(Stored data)
== Segment start ==

PR #32, opened 2021-04-05
Add Input Flag Controller

coloursofnoise:
A controller entity that allows you to specify a list of flags that can be grouped into a sequence.
Upon pressing the controller button it will cycle through the flags and either enable them or toggle them based on behaviour specified in Ahorn.

Also restructures Controllers to use a common parent class to cut down on reused code and hooks


catapillie:
looks good 👍
missing the description in the game banana page but it's fine for now

PR #36, opened 2021-04-25
Add SoundSurfaceIndex Panel

coloursofnoise:
A panel that can be attached to a solid to change the `SoundSurfaceIndex` used by it. 
Currently does not work with SolidTiles or other solids that set `AllowStaticMovers = false` because you can just change the index used by a particular tileset instead.

Also abstracts out some of the "panel" behaviour from `DreamTunnelEntry` so that it can be reused


catapillie:
Removed the Down placement, doesn't seem necessary

PR #45, opened 2021-05-22
Fix CassetteZipMover liftboost when deactivating

coloursofnoise:
Also cleans up CassetteZipMover code (three different fields for tracking the nodes?) and improves the "spark" particles for nodes

Should keep full functionality (including `dynamicHitbox`) for other CassetteBlocks


catapillie (approved):
Looks good, thanks for cleaning up some stuff as well

PR #64, opened 2021-07-01
Fix MoveSwapBlock LiftSpeed issues

### LINKED ISSUE #62: MoveSwapBlocks don't give upwards LiftBoost when moving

== Segment end ==

Among the lines of the data above, count those containing the word "CassetteZipMover" and report the total alone.

2